In a few years, there will be more connected devices in people’s hands than people in the World. That means multiple devices per person: a smartphone, a tablet, a connected TV, and perhaps lots more. Cross device patterns look at how people, content, and services will flow between these devices. Here’s my attempt at defining a useful reference set.
Access
Put simply, access is the ability to view and interact with the same content or features across more than one device. Through access someone can use multiple devices for the same tasks like: lookup/find, edit/create, check-in/status, and discover/explore.
While access may sound like a basic expectation on the surface, there’s substantial work behind the scenes required to make it possible. Distinct software platforms and the many devices they run on make multi-device design a big challenge for many organizations.
Techniques like responsive Web design and cloud storage can help manage the process, but in today’s multi-device world access to content and services across all your devices doesn’t come easily. Unfortunately this reality is increasingly in conflict with people’s growing expectations of access everywhere.
- Multi-Device Web Design: An Evolution
- Device Experiences & Responsive Design
- Which One: Responsive Design, Device Experiences, or RESS?
Push
Viewing content across devices usually requires navigating separately on each device. With push, one or more devices can instead display or share content to another device directly. Want to see the photo or video on your smartphone up on your TV? Just push it over.
Push is elegant in its simplicity. One device simply takes over the display of another for a period of time or sends over some data (usually in the form of a file). That’s all there is to it but there’s an endless list of useful applications for this type of cross-device interaction.
Flow
Content isn’t the only thing we want to move seamlessly between our devices, processes should travel freely as well. Flow makes that possible. With the flow pattern, people are able to pick up right where they left off when switching devices. Started writing an article on your laptop? Continue with the sentence you left off on when you pick up your smartphone instead.

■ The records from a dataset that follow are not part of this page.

PR #425, opened 2026-07-10
Evaluation: broaden metrics beyond Accuracy+AUROC (#410)

### LINKED ISSUE #410: Evaluation: broaden metrics beyond Accuracy+AUROC (sensitivity/specificity, F1, PR-AUC, calibration, per-class, CIs)
## Problem
The models compute **only Accuracy + AUROC** — for a clinical FL benchmark that is too thin to characterize model quality (class imbalance, operating point, calibration, and uncertainty are all invisible).

Current metrics ([application/jobs/_shared/custom/models/base_model.py:153-154](application/jobs/_shared/custom/models/base_model.py#L153)):
```python
self.auc_roc = ModuleDict({s: AUROC(...) for s in ["train_","val_","test_"]})
self.acc     = ModuleDict({s: Accuracy(...) for s in ["train_","val_","test_"]})
```
Logged as `{state}/ACC`, `{state}/AUC_ROC` in `_epoch_end` ([:174-178](application/jobs/_shared/custom/models/base_model.py#L174)). Nothing else is collected or reported.

## Fix — add a clinically-meaningful metric set
- [ ] Extend the torchmetrics `ModuleDict` in `base_model.py` with: **Sensitivity/Recall, Specificity, F1, Precision, PR-AUC (AveragePrecision/AUPRC), ConfusionMatrix, Calibration error (ECE)**, and **per-class** breakdowns (macro + per-class).
- [ ] Log them in `_epoch_end` under stable names (`{state}/F1`, `{state}/AUPRC`, `{state}/sensitivity`, …) so they're available to the ModelCheckpoint/selector and the monitor (#398).
- [ ] Surface the same metrics in the external eval path (`scripts/evaluation/predict.py` → `prediction_results.json`) so external validation reports the full set.
- [ ] Add **confidence intervals** (bootstrap over the eval set) in the predict/eval path for the headline metrics.
- [ ] Keep AUROC/ACC names unchanged (back-compat with `key_metric` and #409).

## Verification
- [ ] A short local training logs the new metrics each epoch.
- [ ] `predict.py` on a held-out set emits the extended metric set (+ CIs) in `prediction_results.json`.
- [ ] Multiclass and binary tasks both produce sensible values (e.g. AUPRC ~ prevalence baseline on random).

Ultimate-Storm:
Closes #410.

Adds a **tiered** metric set to `models/base_model.py`, attached to **val/test states only** so the per-training-step cost is unchanged:

| Tier | Metrics |
|---|---|
| always on | `F1`, `Recall` (sensitivity), `Specificity`, `PR_AUC` — macro |
| `ODELIA_EVAL_METRICS=full` | + per-class values + `ECE` (calibration) |
| `ODELIA_EVAL_BOOTSTRAP=1` | + `_ci_low`/`_ci_high`, **test split only** (the one expensive path) |

**Back-compat:** `{state}/ACC`, `{state}/AUC_ROC` and the explicit `val/AUC_ROC` log keys are preserved verbatim → `IntimeModelSelector` (`key_metric = val/AUC_ROC`) is unaffected.

Metric computation is factored into a **pure** `compute_epoch_metrics(state)` (no logging) so it is testable without a Trainer/GPU/dataset.

**Verification:** new `tests/unit_tests/test_base_model_metrics.py` (6 tests) — compat keys survive, macro scalars correct on separable inputs, train state keeps only the compat keys, `full` adds per-class+ECE, bootstrap adds CIs on test but **not** val. Ran the full unit suite locally on a CPU torch venv: **200 passed, 9 skipped, 0 failures**. Torchmetrics API assumptions verified empirically (logits accepted; `average=None` → per-class; `BootStrapper.compute()` → `{mean,std,quantile}`).

*Note:* CI resolves torchmetrics transitively via `lightning` (1.9.0 here) while the image pins `1.7.1` — all classes used exist in both; see the version-skew follow-up in #410.

### DIFF
--- a/application/jobs/_shared/custom/models/base_model.py
+++ b/application/jobs/_shared/custom/models/base_model.py
@@ -1,10 +1,42 @@
 from pathlib import Path
 import json
+import os
 import torch
 import torch.nn as nn
 import torch.nn.functional as F
 import pytorch_lightning as pl
-from torchmetrics import AUROC, Accuracy
+from torchmetrics import (
+    AUROC,
+    Accuracy,
+    AveragePrecision,
+    CalibrationError,
+    F1Score,
+    Recall,
+    Specificity,
+)
+
+# Extended evaluation metrics (#410) are attached to these states only, so the
+# per-training-step cost of a run is unchanged.
+EXTENDED_METRIC_STATES = ("val_", "test_")
+# Bootstrap CIs re-compute each metric N times over the buffered predictions, so
+# they stay on the test split even when enabled.
+BOOTSTRAP_METRIC_STATES = ("test_",)
+
+
+def _eval_tier():
+    """'default' = macro scalars; 'full' also adds per-class values + calibration."""
+    return os.environ.get("ODELIA_EVAL_METRICS", "default").strip().lower()
+
+
+def _bootstrap_enabled():
+    return os.environ.get("ODELIA_EVAL_BOOTSTRAP", "").strip().lower() in ("1", "true", "yes", "on")
+
+
+def _bootstrap_samples():
+    try:
+        return max(2, int(os.environ.get("ODELIA_EVAL_BOOTSTRAP_N", "200")))
+    except ValueError:
+        return 200
 
 
 class VeryBasicModel(pl.LightningModule):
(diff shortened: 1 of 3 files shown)


oleschwen (approved):
looks good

Flow requires real-time synchronization across all devices. That is a change made on one device needs to be instantly reflected on another. At their annual developer’s conference this year, Google showcased several examples of flow including document editing and Web browsing across devices.
Control
Control allows one or more devices to act as an interface to another, often remotely. With control, someone can use a laptop computer to playback music on a TV, adjust the temperature in their home with a smartphone, or play a game with several tablets at once. In essence one or more devices is telling another device what to do.

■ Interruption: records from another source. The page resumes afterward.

PR #423, opened 2026-07-09
Data guard: surface failure-reason breakdown (unreadable vs degenerate) so sites don't delete valid data (#416)

Ultimate-Storm:
Closes #416. The degenerate-input abort previously said *fix/exclude the data* for every failure type; when the real reason was `load_error:PermissionError` (unreadable files) it led a site to **delete valid data** instead of fixing permissions (CAM, 2026-07). Now the message carries a per-reason breakdown and the correct remedy: all-file-access -> *PERMISSION/OWNERSHIP problem, do NOT exclude*; degenerate -> *re-export/exclude*; mixed -> both counts; plus the per-UID jsonl path. Message builder is a pure staticmethod, validated standalone (all-perm / all-degenerate / mixed). Compiles clean.

Issue #372, opened 2026-07-01
ODELIA: Include evaluation on test data in local/swarm training


oleschwen:
In addition to evaluating model performance on possibly other datasets, it would be useful to evaluate the resulting model on the local test dataset at the end of local and swarm trainings, outputting prediction probabilities in the same format as for training and validation data during training.

oleschwen:
Implement as part of application code.

oleschwen:
The mechanism to control every how many epochs prediction probabilities shall be computed and stored as csv is not working as intended: it is only used for the aggregated models, the local models after each epoch during a round are always subject to inference (via the callback).

- [ ] decide whether mechanism should be removed (The intention was to reduce computational workload, but is this still a bottleneck? Saving predictions more often gives us more flexibility to evaluate metrics after training.) or implemented in the intended way.
- [ ] implement what we decided (renaming either the `should_export_aggregated_predictions` function or the `ODELIA_PREDICTION_EXPORT_EVERY_N_ROUNDS` env var if we keep it)

oleschwen:
This should be tested for all models (maybe already covered by weekly/manual test?)

PR #427, opened 2026-07-10
Enable k-fold cross-validation (#411)

### LINKED ISSUE #411: Enable k-fold cross-validation (fold infra exists but only fold 0 is used)
## Problem
Cross-validation is **not run** even though the data pipeline is fold-aware. The split (`split_df`) has a **`Fold`** column and the dataset can select `fold=N` ([dataset_3d_odelia.py:56-84](application/jobs/_shared/custom/data/datasets/dataset_3d_odelia.py#L56)), but **every call hard-codes `fold=0`** ([:206](application/jobs/_shared/custom/data/datasets/dataset_3d_odelia.py#L206); `load_split(..., fold=0)`) and there is **no fold loop** in the datamodule, `main.py`, or `threedcnn_ptl.py`. So results come from a single fixed train/val/test split — high variance on small clinical cohorts.

## Fix — make the fold selectable and support a CV sweep
- [ ] Replace the literal `fold=0` with a configurable **`FOLD`/`fold`** value plumbed from `env_config.py` (env var, default 0 for back-compat) through the datamodule/dataset.
- [ ] Add an optional **CV driver** that runs folds `0..K-1` and aggregates metrics (mean ± CI across folds). For **local training** this is a simple loop; for **swarm** it means one full run per fold.
- [ ] Document the **federated-CV caveat**: all sites must agree on identical fold definitions in their split files, and a k-fold sweep multiplies swarm-run wall-clock by K.
- [ ] Report the per-fold + aggregate metrics in the run artifacts.

## Verification
- [ ] `FOLD=1` trains/evaluates on fold 1's split (distinct UIDs from fold 0).
- [ ] A local k-fold sweep produces per-fold metrics + an aggregate mean/CI.
- [ ] Default (unset) still trains fold 0 — no behavior change for existing jobs.

Ultimate-Storm:
Closes #411.

`split.csv` already carries a `Fold` column (5-fold nested StratifiedGroupKFold, grouped by `PatientID`) and `ODELIA_Dataset3D` already accepts `fold=` — but every caller inherited the hard-coded `fold=0` default, so **only fold 0 was ever trained**.

**Design:** `fold` is a **run-level** parameter. NVFlare ships one job to every client, so all sites must train the same fold → K-fold CV is **K sequential swarm runs**, not a loop inside one run. `FOLD` defaults to `0` (today's behavior).

- `env_config.py`: `FOLD` env var (validated 0..4) threaded into all six `ODELIA_Dataset3D` constructions; `run_name` gains a `foldN` label so artifacts can't collide.
- `prepare_odelia_job.sh --fold N` → `patch_warm_start_job.py` patches the launcher (`FOLD=N`, which `SubprocessLauncher` strips into the child env, composing with `MODEL_NAME=`).

⚠️ **The real hazard, fixed:** `latest_global_path` was a *single fold-agnostic file*, so `--warm-start continue` on fold 1 would have resumed from **fold 0's global model** — cross-fold leakage. Fold N>0 now gets its own mirror (`…_foldN.pt`); fold 0 keeps the legacy filename for back-compat. `collect_swarm_globals.sh` already accepts `-p`, so it needs no change.

**Verification:** new `test_fold_selection.py` (9 tests: default/env/blank/out-of-range/non-integer, settings carry fold, every dataset built for the fold, run dir namespaced, no-aug path) + 8 new admin-patcher tests (launcher token idempotent + preserves other tokens; fold 0 legacy mirror; fold N own mirror; idempotent). Ran end-to-end against a **real** job config: `--fold 2` rewrites launcher + both mirror paths, `--fold 0` preserves legacy, `--fold 7` rejected. Full suite: **213 passed, 9 skipped, 0 failures**.


Ultimate-Storm:
@oleschwen — all three answered, and two of them turned out to be real gaps. Pushed as two commits.

### 1. "Should the number of folds be hard-coded or inferred from split.csv?"

**Neither — the fold shouldn't be validated against a *count* at all.** `NUM_FOLDS = 5` was duplicated in two files, and 5 is only what the split generators happen to use (`step4_create_split.py:12`, `create_synthetic_dataset.py:26`) — it is not an invariant. A site that regenerated with `n_splits=3`, or shipped a legacy `split.csv`, would sail past `fold < 5` and then fail deep in training.

So the **data is now the authority**: `env_config` checks only the type/sign, `NUM_FOLDS` is gone, and whether the fold *exists* is validated against that site's own `split.csv`. That is strictly stronger than any count — and because the check runs *after* the annotation merge and the image-presence filter, it also catches "the fold is in `split.csv` but this site has no images for it", which a pure fold-count check cannot see.

(The admin CLI keeps a 0–4 range as a **typo guard only** — `--fold 50` shouldn't reach six sites — and now says so in a comment. The admin cannot know each site's fold count.)

### 2. "A missing fold should be caught during preflight — but how? Fold empty, so client reports no data, and what happens then?"

Today: nothing good. I traced it.

- **Empty `train`** → the dataset builds fine with `len()==0`, survives the label-distribution logging, the class-weight block, and `compute_weighted_epochs` (which *explicitly tolerates* `num_train_samples <= 0`), and finally dies in PyTorch at `datamodule.py:75-76` with:
  `ValueError: num_samples should be a positive integer value, but got num_samples=0`
  — after minutes of UID scanning and hashing, naming neither the fold, nor the split, nor `split.csv`.
- **Empty `val`/`test`** → **worse: it raises nothing at all.** `shuffle=False` → `SequentialSampler` → zero batches. Lightning just skips validation, and `ModelCheckpoint` then monitors a metric that is never computed. Silent.
- In a swarm run, that client exits non-zero and simply doesn't contribute. With `min_responses_required=5` of 6, **one** such site is absorbed almost silently; **two** stall the round. Either way you burn a multi-hour run to discover a `split.csv` was wrong.

Now it fails **fast and legibly**, at the single choke point all six dataset constructions funnel through:

```
ODELIA: CAM_1 has no samples for FOLD=3 / split='train'.
split.csv contains folds [0, 1, 2] -- fold 3 is not among them.
Check /data/CAM_1/metadata_unilateral/split.csv.
```

`train`/`val`/`test` are all fatal (the empty-`val` case above is exactly why `val` must be), with `ODELIA_ALLOW_EMPTY_SPLITS` as an escape hatch for a site that genuinely holds no test data. `log_UID_discrepancies` also now raises on a missing fold *before* the expensive image crawl, so the site is told in seconds.

### 3. "How is this meant to be configured, via docker.sh in the startup kit?"

**Both — and the split matters:**

- **Swarm (`--start_client`): the job, not `docker.sh`.** `prepare_odelia_job.sh --fold N` patches a `FOLD=N` prefix onto the launcher, which `SubprocessLauncher` strips into the training subprocess. One artifact, one person. A per-site swarm flag would let six operators disagree, and a mismatch would be **silent and scientifically fatal** — models trained on overlapping partitions, cross-fold test leakage, no error anywhere.
- **Local modes: `docker.sh` — and this was missing.** `--local_training` / `--preflight_check` / `--dummy_training` bypass NVFlare entirely, so nothing patches anything and `FOLD` can only arrive via the container env. It wasn't passed, so **those modes could only ever train fold 0** — meaning a site had no way to check it *has* fold N. Now added (`--fold`, following the `--num_epochs` CLI>env>default pattern). The usage block states `--start_client` ignores it, which is guaranteed: the launcher copies `os.environ` *before* applying the job's `KEY=VALUE` prefixes, so the job always wins.

Which gives you the workflow your question was really pointing at:
```
./docker.sh --preflight_check --fold 3 --data_dir ... --scratch_dir ...
```
→ fails in seconds if that site doesn't have fold 3.

**Requires a kit re-issue** (it touches `master_template.yml`) — worth batching with #400, which needs one anyway.

### Also worth flagging
Threading `fold` into `log_UID_discrepancies` is a genuine correctness fix hiding in a one-line hunk: **the discrepancy scan previously always reported on fold 0**, regardless of the fold being trained.

**Tests:** 7 new against the real dataset+manifest (6 of the 7 fail without the guard), plus 6 asserting the generated `docker.sh` exposes `--fold` and is valid bash. Suite: 232 passed.

oleschwen:
Configuring the fold via the job description for swarm trainings offers flexibility, but has the danger that one fold is checked in the preflight check and a different fold is used in training. Do we want to accept that risk?
Otherwise we could 
* stick to hard-coding the fold as before
* hard-code a list of folds to be checked in preflight and only allow those folds to be configured and used for training (even with quick failure and meaningful error messages, we would want to run one epoch per fold to make sure the data will be fully usable, i.e., the preflight check would take 5 times as long)
* (maybe there is a better approach)

Ultimate-Storm:
Good catch — the skew is real. But two facts make it cheaper to close than the options suggest, and bound the damage even today.

**1. The expensive check is fold-independent, so "one epoch per fold" isn't needed.**
`split.csv` is long-format: `create_synthetic_dataset.py:111` writes one row per **(UID × fold)**, so *every* image appears in *every* fold — a fold only changes the train/val/test **partition**, not the image set. The costly part of preflight (does each image load / is it degenerate / permission errors — `_load_source_image` + the degenerate guard, all keyed per-UID) is therefore **identical across folds**. One epoch on any fold already exercises the same images fold 3 would. So checking all folds does **not** cost 5×.

**2. The only per-fold thing is the partition, and that check is ~free.** `ODELIA_Dataset3D._require_non_empty` (this PR) validates that the configured fold has non-empty train/val/test purely from row counts — milliseconds, no training.

**3. The skew is already bounded to a fast, clear failure, not a silent wrong result.** `_require_non_empty` runs during dataset construction **in the swarm run too**, not just in preflight. So if preflight checked fold 3 but the admin's job trains fold 2 and this site's fold 2 is empty/broken, the client aborts at **round 0 in seconds** with `"<site> has no samples for FOLD=2 / split='train'. split.csv contains folds […]"` — you lose seconds, not a multi-hour run, and you never get a wrong result.

### Recommendation
Take your option 2, but derive the fold list from the data and skip the per-fold epoch:

- In `--preflight_check`, run the **cheap** `_require_non_empty` structural check for **every fold present in `split.csv`** (from `manifest.split_df['Fold'].unique()`), not just the configured one. Milliseconds.
- Keep the **one** expensive epoch on a single fold — it covers image usability for all folds (fact 1).

Net: preflight becomes authoritative for *whatever* fold the admin later configures, at essentially no extra cost, and there's no hard-coded fold list to drift. It's strictly better than reverting to a hard-coded fold (which just moves the same "is this fold usable here?" question to run time with no answer).

I'm happy to add the all-folds preflight loop to this PR if you agree — it's a small change on top of the guard that's already here. (Reverting to a single hard-coded fold is the one option I'd argue against: it removes the CV capability to avoid a risk that a ~10-line preflight loop closes.)

Ultimate-Storm:
Decision: **we accept the risk** — keeping the per-run configurable fold as this PR has it, no all-folds preflight loop.

What makes it acceptable: the skew can't produce a *silent wrong result*. `_require_non_empty` runs during dataset construction in the swarm run itself, so if the configured fold is empty/unusable at a site, that client aborts at **round 0 in seconds** with a named message (`"<site> has no samples for FOLD=N / split='train'…"`), not after a long run and not silently. Worst case is a fast, clear restart — an acceptable trade for keeping CV configurable.

No code change needed for this. Leaving the all-folds preflight loop as a documented follow-up if we later want preflight to be authoritative for every fold (it's cheap — folds share the same image pool — but not required). Ready for re-review.

oleschwen:
Good point about the same images being contained in multiple folds. However, this approach only checks all data with preflight check for a single epoch if
* test data is read as part of the preflight check (which should be part of #372, but is not yet the case)
* we rely on the csvs being generated by the script and not being modified for single folds afterwards when debugging the dataset, e.g., due to implausibiity messages.

Ultimately, the purpose of the data access preflight check is to reveal dataset problems before swarm training to the extent possible (if a file is deleted or becomes inaccessible after the preflight check, that's a problem we won't be able to capture), while being able to finish in a reasonable amount of time, also for production-size datasets.

I would suggest going with the current implementation for now and creating a follow-up issue to investigate potential improvements.

Ultimate-Storm:
Conflicts resolved and pushed. Only one was real — `docker_config/master_template.yml`, where #427's `--fold` and #449's `--image` each add an arg-parser line + a usage line; I kept both. `dataset_3d_odelia.py` and `threedcnn_ptl.py` auto-merged cleanly: the fold guard, #423's failure-reason breakdown, and #409's `key_metric` all coexist. Full unit suite green — **302 passed, 8 skipped**.

Heads-up: the merge push dismissed your approval (`REVIEW_REQUIRED` again) — a quick re-approve and it's mergeable.

oleschwen (approved):
Code looks fine, but CI should pass before merge
(last CI failure looks like a sporadic problem to me)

Devices don’t (and won’t) always come with a large display and/or input panel of their own. As more of our objects become networked and digital, many will be as simple and cost effective as possible (think toothbrush). These objects will require more capable and sophisticated devices to control and manage them making the control pattern more popular.
Note that control is different than push. With push, the only function of the connected device being accessed is the display or file system (in the case of sharing files). With control, any number of functions on the connected device can be manipulated and changed.
- Triumph of the Mundane
- Xbox SmartGlass
- Use your BlackBerry Smartphone to control your PS3, Android tablet & more
More…
Last year, the team at precious outlined six patterns for multi-screen strategies. Their work was a strong early influence but I felt the need to outline a new organization system based on the patterns I’ve seen become increasingly popular over the past year.
If anyone has assembled a similar list, I’d love to hear about it.